Parliament had just told the American colonists that it owned them and intended to “take over from here.” And had that assertion of authority without consent gone unchallenged, the USA would never have come into being. Britain’s assertion would have been “ratified” by the simpering compliance of its subjects.   

FAST FORWARD to 2022

Our Federal government asserts a right to quarantine and otherwise mitigate the risk of contagious disease by virtue of action taken on people known or reasonably suspected to have a contagious disease that poses a substantial public health risk. For better or for worse, action in pursuit of this authority has, by now, unchallenged precedent.  

But with the emergence of Covid-19 in early 2020, an entirely unprecedented exercise of authority was seen.

Rather than action taken relative to INDIVIDUALS known or suspected to pose contagious danger, American governments at all levels mirrored foreign governments in asserting an “emergency” authorization to act on the entire general public without respect to health status.  

Media-stoked fear and preoccupation with the virus that permitted so malignant a proliferation of “Covidiocy” has since diminished. Effective legal challenges to both mask and vaccine mandates are being vigorously pursued.   

The CDC Order of 1/29/21 mandating masks for all passengers on public transportation was struck down by Judge Kathryn Mizellle on April 18, 2022, whose ruling observed that the CDC had abused a 1944 Public Health Sanitation Act in mandating masks for the entire population of public transit users. 

“Because ‘our system does not permit agencies to act unlawfully even in pursuit of desirable ends, … the Court Declares unlawful and vacates the Mask Mandate,” Judge Mizelle wrote.  

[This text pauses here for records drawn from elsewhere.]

PR #5204, opened 2020-02-13
apiv2 container create using specgen

baude:
this uses the specgen structure to create containers rather than the outdated createconfig.  right now, only the apiv2 create is wired up.  eventually the cli will also have to be done.

### DIFF
--- a/pkg/api/handlers/libpod/containers_create.go
+++ b/pkg/api/handlers/libpod/containers_create.go
@@ -1,0 +1,29 @@
+package libpod
+
+import (
+	"encoding/json"
+	"net/http"
+
+	"github.com/containers/libpod/libpod"
+	"github.com/containers/libpod/pkg/api/handlers/utils"
+	"github.com/containers/libpod/pkg/specgen"
+	"github.com/pkg/errors"
+)
+
+// CreateContainer takes a specgenerator and makes a container. It returns
+// the new container ID on success along with any warnings.
+func CreateContainer(w http.ResponseWriter, r *http.Request) {
+	runtime := r.Context().Value("runtime").(*libpod.Runtime)
+	var sg specgen.SpecGenerator
+	if err := json.NewDecoder(r.Body).Decode(&sg); err != nil {
+		utils.Error(w, "Something went wrong.", http.StatusInternalServerError, errors.Wrap(err, "Decode()"))
+		return
+	}
+	ctr, err := sg.MakeContainer(runtime)
+	if err != nil {
+		utils.InternalServerError(w, err)
+		return
+	}
+	response := utils.ContainerCreateResponse{ID: ctr.ID()}
+	utils.WriteJSON(w, http.StatusCreated, response)
+}
--- a/pkg/api/handlers/utils/containers.go
+++ b/pkg/api/handlers/utils/containers.go
@@ -1,6 +1,7 @@
 package utils
 
 import (
+	"context"
 	"fmt"
 	"net/http"
 	"syscall"
@@ -9,9 +10,18 @@ import (
 	"github.com/containers/libpod/cmd/podman/shared"
 	"github.com/containers/libpod/libpod"
 	"github.com/containers/libpod/libpod/define"
+	createconfig "github.com/containers/libpod/pkg/spec"
 	"github.com/gorilla/schema"
 	"github.com/pkg/errors"
 )
+
+// ContainerCreateResponse is the response struct for creating a container
+type ContainerCreateResponse struct {
+	// ID of the container created
+	ID string `json:"id"`
+	// Warnings during container creation
+	Warnings []string `json:"Warnings"`
+}
 
 func KillContainer(w http.ResponseWriter, r *http.Request) (*libpod.Container, error) {
 	runtime := r.Context().Value("runtime").(*libpod.Runtime)
@@ -118,4 +128,19 @@ func GenerateFilterFuncsFromMap(r *libpod.Runtime, filters map[string][]string) 
 		}
 	}
 	return filterFuncs, nil
+}
+
+func CreateContainer(ctx context.Context, w http.ResponseWriter, runtime *libpod.Runtime, cc *createconfig.CreateConfig) {
+	var pod *libpod.Pod
+	ctr, err := shared.CreateContainerFromCreateConfig(runtime, cc, ctx, pod)
+	if err != nil {
+		Error(w, "Something went wrong.", http.StatusInternalServerError, errors.Wrap(err, "CreateContainerFromCreateConfig()"))
+		return
+	}
+
+	response := ContainerCreateResponse{
+		ID:       ctr.ID(),
+		Warnings: []string{}}
+
+	WriteResponse(w, http.StatusCreated, response)
 }
--- a/pkg/spec/config_linux.go
+++ b/pkg/spec/config_linux.go
@@ -32,8 +32,8 @@ func Device(d *configs.Device) spec.LinuxDevice {
 	}
 }
 
-// devicesFromPath computes a list of devices
-func devicesFromPath(g *generate.Generator, devicePath string) error {
+// DevicesFromPath computes a list of devices
+func DevicesFromPath(g *generate.Generator, devicePath string) error {
 	devs := strings.Split(devicePath, ":")
 	resolvedDevicePath := devs[0]
 	// check if it is a symbolic link
@@ -216,7 +216,7 @@ func getDevices(path string) ([]*configs.Device, error) {
 	return out, nil
 }
 
-func (c *CreateConfig) addPrivilegedDevices(g *generate.Generator) error {
+func addPrivilegedDevices(g *generate.Generator) error {
 	hostDevices, err := getDevices("/dev")
 	if err != nil {
 		return err
@@ -280,16 +280,16 @@ func (c *CreateConfig) createBlockIO() (*spec.LinuxBlockIO, error) {
 		var lwds []spec.LinuxWeightDevice
 		ret = bio
 		for _, i := range c.Resources.BlkioWeightDevice {
-			wd, err := validateweightDevice(i)
+			wd, err := ValidateweightDevice(i)
 			if err != nil {
 				return ret, errors.Wrapf(err, "invalid values for blkio-weight-device")
 			}
-			wdStat, err := getStatFromPath(wd.path)
+			wdStat, err := GetStatFromPath(wd.Path)
 			if err != nil {
-				return ret, errors.Wrapf(err, "error getting stat from path %q", wd.path)
+				return ret, errors.Wrapf(err, "error getting stat from path %q", wd.Path)
 			}
 			lwd := spec.LinuxWeightDevice{
-				Weight: &wd.weight,
+				Weight: &wd.Weight,
 			}
 			lwd.Major = int64(unix.Major(wdStat.Rdev))
 			lwd.Minor = int64(unix.Minor(wdStat.Rdev))
@@ -347,7 +347,7 @@ func makeThrottleArray(throttleInput []string, rateType int) ([]spec.LinuxThrott
 		if err != nil {
 			return []spec.LinuxThrottleDevice{}, err
 		}
-		ltdStat, err := getStatFromPath(t.path)
+		ltdStat, err := GetStatFromPath(t.path)
 		if err != nil {
 			return ltds, errors.Wrapf(err, "error getting stat from path %q", t.path)
 		}
@@ -361,7 +361,7 @@ func makeThrottleArray(throttleInput []string, rateType int) ([]spec.LinuxThrott
 	return ltds, nil
 }
 
-func getStatFromPath(path string) (unix.Stat_t, error) {
+func GetStatFromPath(path string) (unix.Stat_t, error) {
 	s := unix.Stat_t{}
 	err := unix.Stat(path, &s)
 	return s, err
--- a/pkg/spec/spec.go
+++ b/pkg/spec/spec.go
@@ -16,9 +16,9 @@ import (
 	"github.com/pkg/errors"
 )
 
-const cpuPeriod = 100000
+const CpuPeriod = 100000
 
-func getAvailableGids() (int64, error) {
+func GetAvailableGids() (int64, error) {
 	idMap, err := user.ParseIDMapFile("/proc/self/gid_map")
 	if err != nil {
 		return 0, err
@@ -80,7 +80,7 @@ func (config *CreateConfig) createConfigToOCISpec(runtime *libpod.Runtime, userM
 	}
 	gid5Available := true
 	if isRootless {
-		nGids, err := getAvailableGids()
+		nGids, err := GetAvailableGids()
 		if err != nil {
 			return nil, err
 		}
@@ -197,8 +197,8 @@ func (config *CreateConfig) createConfigToOCISpec(runtime *libpod.Runtime, userM
 		addedResources = true
 	}
 	if config.Resources.CPUs != 0 {
-		g.SetLinuxResourcesCPUPeriod(cpuPeriod)
-		g.SetLinuxResourcesCPUQuota(int64(config.Resources.CPUs * cpuPeriod))
+		g.SetLinuxResourcesCPUPeriod(CpuPeriod)
+		g.SetLinuxResourcesCPUQuota(int64(config.Resources.CPUs * CpuPeriod))
 		addedResources = true
 	}
 	if config.Resources.CPURtRuntime != 0 {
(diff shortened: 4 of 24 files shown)


libpod/container.go
```diff
@@ -372,11 +372,11 @@ type ContainerConfig struct {
 	StopTimeout uint `json:"stopTimeout,omitempty"`
 	// Time container was created
 	CreatedTime time.Time `json:"createdTime"`
-	// NoCgroups indicates that the container will not create CGroups. It is
+	// CgroupsMode indicates that the container will not create CGroups. It is
```
larsks: This looks like some over-enthusiastic search-and-replace...I suspect this should still read `NoCgroups`.

baude: indeed, good catch

libpod/define/errors.go
```diff
@@ -45,6 +45,7 @@ var (
 	// ErrPodFinalized indicates that the pod has already been created and
 	// cannot be modified
 	ErrPodFinalized = errors.New("pod has been finalized")
+
```
mheon: ?

pkg/api/handlers/libpod/containers_create.go
```diff
@@ -0,0 +1,30 @@
...
+		return
+	}
+	ctr, err := sg.MakeContainer(runtime)
+	if err != nil {
+		utils.InternalServerError(w, err)
+		return
+	}
+	response := utils.ContainerCreateResponse{ID: ctr.ID()}
+	utils.WriteJSON(w, http.StatusCreated, response)
+
```
mheon: Extra newline

pkg/api/handlers/utils/containers.go
```diff
@@ -119,3 +129,29 @@ func GenerateFilterFuncsFromMap(r *libpod.Runtime, filters map[string][]string)
 	}
 	return filterFuncs, nil
 }
+
+func CreateContainer(ctx context.Context, w http.ResponseWriter, runtime *libpod.Runtime, cc *createconfig.CreateConfig) {
+	var pod *libpod.Pod
+	ctr, err := shared.CreateContainerFromCreateConfig(runtime, cc, ctx, pod)
+	if err != nil {
+		//if strings.Contains(err.Error(), "invalid log driver") {
```
mheon: Can we get rid of this?

pkg/spec/config_linux.go
```diff
@@ -32,6 +32,11 @@ func Device(d *configs.Device) spec.LinuxDevice {
 	}
 }
 
+// DevicesFromPath is an exported wrapper for devicesFromPath
+func DevicesFromPath(g *generate.Generator, devicePath string) error {
```
mheon: Can we just rename devicesFromPath instead? I don't think we need separate exported/not exported versions

pkg/spec/spec.go
```diff
@@ -404,8 +404,13 @@ func (config *CreateConfig) createConfigToOCISpec(runtime *libpod.Runtime, userM
 	return configSpec, nil
 }
 
-func blockAccessToKernelFilesystems(config *CreateConfig, g *generate.Generator) {
-	if !config.Security.Privileged {
+// BlockAccessToKernelFilesystems is an exported wrapper for blockAccessToKernelFilesystems
+func BlockAccessToKernelFilesystems(privileged, pidModeIsHost bool, g *generate.Generator) {
```
mheon: Probably don't need a separate exported version, can just rename the other one

pkg/specgen/create.go
```diff
@@ -0,0 +1,203 @@
...
+	"github.com/containers/libpod/libpod/define"
+	"github.com/pkg/errors"
+	"github.com/sirupsen/logrus"
+)
+
+// MakeContainer creates a container based on the SpecGenerator
+func (s *SpecGenerator) MakeContainer(rt *libpod.Runtime) (*libpod.Container, error) {
+	var pod *libpod.Pod
+	if err := s.validate(rt); err != nil {
+		return nil, errors.Wrap(err, "failed to create container")
```
mheon: Should this be something more like "invalid config provided"?

pkg/specgen/create.go
```diff
@@ -0,0 +1,203 @@
...
+	}
+	options = append(options, s.createExitCommandOption(rtc, podmanPath))
+	newImage, err := rt.ImageRuntime().NewFromLocal(s.Image)
+	if err != nil {
+		return nil, err
+	}
+
+	// TODO mheon wants to talk with Dan about this
+	useImageVolumes := s.ImageVolumeMode == "bind"
+	options = append(options, libpod.WithRootFSFromImage(newImage.ID(), s.Image, useImageVolumes))
```
mheon: You know, I think useImageVolumes might be 100% unused...

pkg/specgen/create.go
```diff
@@ -0,0 +1,203 @@
...
+	if len(s.Name) > 0 {
+		logrus.Debugf("setting container name %s", s.Name)
+		options = append(options, libpod.WithName(s.Name))
+	}
+	if s.Pod != "" {
+		logrus.Debugf("adding container to pod %s", s.Pod)
+		options = append(options, rt.WithPod(pod))
+	}
+
+	//if len(mounts) != 0 || len(namedVolumes) != 0 {
```
mheon: I think we can still do this with s.Mounts and s.NamedVolumes

mheon: Though... Crap, that doesn't include VolumesFrom.

pkg/specgen/create.go
```diff
@@ -0,0 +1,203 @@
...
+	//
+	//if len(namedVolumes) != 0 {
+	//	options = append(options, libpod.WithNamedVolumes(namedVolumes))
+	//}
+	//
+	if len(s.Command) != 0 {
+		options = append(options, libpod.WithCommand(s.Command))
+	}
+
+	options = append(options, libpod.WithEntrypoint(s.Entrypoint))
```
mheon: Shouldn't this also be only if len(s.Entrypoint) > 0?

mheon: Hmmm. We might want to pull from the image in that case.

pkg/specgen/create.go
```diff
@@ -0,0 +1,203 @@
...
+		options = append(options, libpod.WithStopTimeout(*s.StopTimeout))
+	}
+
+	if s.LogConfiguration != nil {
+		if len(s.LogConfiguration.Path) > 0 {
+			options = append(options, libpod.WithLogPath(s.LogConfiguration.Path))
+		}
+		if len(s.LogConfiguration.Options) > 0 {
+			// Note: I'm really guessing here.
+			options = append(options, libpod.WithLogTag(s.LogConfiguration.Options["tag"]))
```
mheon: Should only do if Options["tag"] exists

pkg/specgen/create.go
```diff
@@ -0,0 +1,203 @@
...
+		}
+
+		if len(s.LogConfiguration.Driver) > 0 {
+			options = append(options, libpod.WithLogDriver(s.LogConfiguration.Driver))
+		}
+	}
+
+	// Security options
+
+	options = append(options, libpod.WithSecLabels(s.SelinuxOpts))
```
mheon: @rhatdan Should we only do this if explicitly set to something?

pkg/specgen/create.go
```diff
@@ -0,0 +1,203 @@
...
+	// Get namespace related options
+	namespaceOptions, err := s.generateNamespaceContainerOpts(rt)
+	if err != nil {
+		return nil, err
+	}
+	options = append(options, namespaceOptions...)
+
+	// TODO NetworkNS still needs to be done!
+
+	options = append(options, libpod.WithConmonPidFile(s.ConmonPidFile))
```
mheon: I think we only do this if ConmonPidFile != ""

pkg/specgen/create.go
```diff
@@ -0,0 +1,203 @@
...
+		options = append(options, libpod.WithRootFS(s.Rootfs))
+	}
+	// Default used if not overridden on command line
+
+	if s.RestartPolicy != "" {
+		if s.RestartPolicy == "unless-stopped" {
+			return nil, errors.Wrapf(define.ErrInvalidArg, "the unless-stopped restart policy is not supported")
+		}
+
+		split := strings.Split(s.RestartPolicy, ":")
```
mheon: This is wrong - RestartPolicy is already split in SpecGenerator into RestartPolicy and RestartRetries

pkg/specgen/namespaces.go
```diff
@@ -0,0 +1,404 @@
...
+}
+
+// IsPrivate indicates the namespace is private
+func (n *Namespace) IsPrivate() bool {
+	return n.NSMode == Private
+}
+
+// validate perform simple validation on the namespace to make sure it is not
+// invalid from the get-go
+func (n *Namespace) validate() error {
```
mheon: We should check that NSMode is one of the valid ones listed above

pkg/specgen/namespaces.go
```diff
@@ -0,0 +1,404 @@
...
+		}
+	}
+	return nil
+}
+
+func (s *SpecGenerator) generateNamespaceContainerOpts(rt *libpod.Runtime) ([]libpod.CtrCreateOption, error) {
+	options := make([]libpod.CtrCreateOption, 0)
+
+	// Cgroups
+	if s.CgroupNS.IsPrivate() {
```
mheon: All of these should probably be switch statements, so we have a default for not-handled modes

pkg/specgen/oci.go
```diff
@@ -0,0 +1,260 @@
...
+
+	isRootless := rootless.IsRootless()
+	if isRootless {
+		inUserNS = true
+	}
+	if !s.UserNS.IsHost() {
+		if s.UserNS.IsContainer() || s.UserNS.IsPath() {
+			inUserNS = true
+		}
+		if s.IDMappings != nil && (len(s.IDMappings.UIDMap) > 0 || len(s.IDMappings.GIDMap) > 0) {
```
mheon: We might be able to set this to `s.UserNS.IsPrivate()` instead

pkg/specgen/create.go
baude: what do you want me to do; it is in the current code path.

mheon:
I'll look into useImageVolumes on the Libpod side, and make a PR to tear it
out of it really is unused, we can merge that before or after this, doesn't
really matter

pkg/api/handlers/libpod/containers_create.go
```diff
@@ -0,0 +1,30 @@
...
+	"github.com/pkg/errors"
+)
+
+// CreateContainer takes a specgenerator and makes a container. It returns
+// the new container ID on success along with any warnings.
+func CreateContainer(w http.ResponseWriter, r *http.Request) {
+	runtime := r.Context().Value("runtime").(*libpod.Runtime)
+	var sg specgen.SpecGenerator
+	if err := json.NewDecoder(r.Body).Decode(&sg); err != nil {
+		utils.Error(w, "Something went wrong.", http.StatusInternalServerError, errors.Wrap(err, "Decode()"))
```
TomSweeneyRedHat: Not a big fan of "Something went wrong".  I'd much prefer just "Error: "

pkg/api/handlers/utils/containers.go
```diff
@@ -119,3 +129,29 @@ func GenerateFilterFuncsFromMap(r *libpod.Runtime, filters map[string][]string)
...
+		//	w.Header().Set("Content-Type", "text/plain; charset=us-ascii")
+		//	w.WriteHeader(http.StatusInternalServerError)
+		//	msg := fmt.Sprintf("logger: no log driver named '%s' is registered", input.HostConfig.LogConfig.Type)
+		//	if _, err := fmt.Fprintln(w, msg); err != nil {
+		//		log.Errorf("%s: %q", msg, err)
+		//	}
+		//	//s.WriteResponse(w, http.StatusInternalServerError, fmt.Sprintf("logger: no log driver named '%s' is registered", input.HostConfig.LogConfig.Type))
+		//	return
+		//}
+		Error(w, "Something went wrong.", http.StatusInternalServerError, errors.Wrap(err, "CreateContainerFromCreateConfig()"))
```
TomSweeneyRedHat: Something nit

pkg/specgen/config_linux_cgo.go
```diff
@@ -0,0 +1,62 @@
...
+	}
+
+	if scp == seccomp.PolicyImage {
+		labels, err := img.Labels(context.Background())
+		if err != nil {
+			return nil, err
+		}
+		imagePolicy := labels[seccomp.ContainerImageLabel]
+		if len(imagePolicy) < 1 {
+			return nil, errors.New("no secomppolicy defined by image")
```
TomSweeneyRedHat: nit "no secomppolicy" -> "secomppolicy is not"

pkg/specgen/create.go
```diff
@@ -0,0 +1,203 @@
...
+				return nil, errors.Wrapf(define.ErrInvalidArg, "restart policy requires a positive number of retries")
+			}
+			options = append(options, libpod.WithRestartRetries(uint(numTries)))
+		}
+		options = append(options, libpod.WithRestartPolicy(split[0]))
+	}
+
+	if s.ContainerHealthCheckConfig.HealthConfig != nil {
+		options = append(options, libpod.WithHealthCheck(s.ContainerHealthCheckConfig.HealthConfig))
+		logrus.Debugf("New container has a health check")
```
TomSweeneyRedHat: can you include the container name/id here in the message?

baude: no  because the container is not created yet

mheon: Should we just drop this, then? I don't know if there's value in printing this on the server side if we know nothing more...

mheon:
@giuseppe @rhatdan PTAL - I'd love another set of eyes on this before we merge

libpod/runtime_ctr.go
```diff
@@ -165,10 +165,10 @@ func (r *Runtime) setupContainer(ctx context.Context, ctr *Container) (c *Contai
 		ctr.ociRuntime = ociRuntime
 	}
 
-	// Check NoCgroups support
+	// Check CgroupsMode support
```
rhatdan: This comment, versus the lines below, does not make sense.

pkg/specgen/config_linux_cgo.go
rhatdan: no seccomp policy defined by image

pkg/specgen/create.go
rhatdan: I would hope the WithSecLabels ignores if nothing is set.

libpod/container.go
```diff
@@ -372,11 +372,11 @@ type ContainerConfig struct {
...
 	// incompatible with CgroupParent.  Deprecated in favor of CgroupsMode.
 	NoCgroups bool `json:"noCgroups,omitempty"`
 	// CgroupsMode indicates how the container will create cgroups
-	// (disabled, no-conmon, enabled).  It supersedes NoCgroups.
+	// (disabled, no-conmon, enabled).  It supersedes CgroupsMode.
```
mheon: Aggressive rename

libpod/container.go
mheon: Aggressive rename

libpod/container_internal.go
```diff
@@ -1140,7 +1140,7 @@ func (c *Container) stop(timeout uint) error {
 	// the containers cgroup in order to make sure the container is stopped.
 	all := !c.hasNamespace(spec.PIDNamespace)
 	// We can't use --all if CGroups aren't present.
-	// Rootless containers with CGroups v1 and NoCgroups are both cases
+	// Rootless containers with CGroups v1 and CgroupsMode are both cases
```
mheon: Aggressive rename

libpod/options.go
```diff
@@ -1112,7 +1112,7 @@ func WithCgroupParent(parent string) CtrCreateOption {
 		}
 
 		if ctr.config.NoCgroups {
-			return errors.Wrapf(define.ErrInvalidArg, "CgroupParent conflicts with NoCgroups")
+			return errors.Wrapf(define.ErrInvalidArg, "CgroupParent conflicts with CgroupsMode")
```
mheon: Aggressive Rename

libpod/runtime_ctr.go
```diff
@@ -168,7 +168,7 @@ func (r *Runtime) setupContainer(ctx context.Context, ctr *Container) (c *Contai
 	// Check NoCgroups support
 	if ctr.config.NoCgroups {
 		if !ctr.ociRuntime.SupportsNoCgroups() {
-			return nil, errors.Wrapf(define.ErrInvalidArg, "requested OCI runtime %s is not compatible with NoCgroups", ctr.ociRuntime.Name())
+			return nil, errors.Wrapf(define.ErrInvalidArg, "requested OCI runtime %s is not compatible with CgroupsMode", ctr.ociRuntime.Name())
```
mheon: Aggressive Rename

libpod/runtime_ctr.go
```diff
@@ -194,7 +194,7 @@ func (r *Runtime) setupContainer(ctx context.Context, ctr *Container) (c *Contai
 	// Otherwise, the OCI runtime won't be able to stop our container.
 	if ctr.config.NoCgroups {
 		if ctr.config.Spec.Linux == nil {
-			return nil, errors.Wrapf(define.ErrInvalidArg, "must provide Linux namespace configuration in OCI spec when using NoCgroups")
+			return nil, errors.Wrapf(define.ErrInvalidArg, "must provide Linux namespace configuration in OCI spec when using CgroupsMode")
```
mheon: Aggressive rename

Note that the ruling issued by Judge Mizelle on the 18th DID NOT say: 

“Mask mandates are no longer needed and should now be lifted.”

Nor did the ruling attribute its decision to any of these factors: 

  • a mild form of the present variant
  • the availability of therapeutics
  • reduction in c19 hospitalizations and deaths

The Judge ruled on the law, not the “present state of the pandemic” or the “effectiveness of masks in reducing viral transmission.” This ruling on the law found that the CDC exceeded its lawful authorization. 

Not surprisingly, the Biden Administration has appealed the ruling. By now, the virus has attenuated significantly, causing only a head cold. So their appeal cannot be justified by the intent to “save lives.” It is, admittedly, being pursued to restore “authorization” to similarly infringe on the general public in the future. Each new viral event would likely provoke a recurrence of the orders.

The statement released by the Biden Administration’s CDC requesting appeal begins, “In order to preserve CDC’s authority …(emphasis added). 

It did not read, “In order to protect public health…” or “In order to reduce risk….”  No. The phrase that offers the reason for requesting that the DOJ pursue an appeal doesn’t concern itself with public health at all. It is instead focused on the agency’s authority.  

Our founders showed us that a claim of authority to which We the People DID NOT CONSENT, must be challenged. Our methods today may not involve muskets and militias. But they’d best be backed by the same convictions and the same pledge to ourselves, our children, and to each other.  

The preservation of Liberty requires nothing less than a pledge of our lives, our fortunes, and our sacred honor.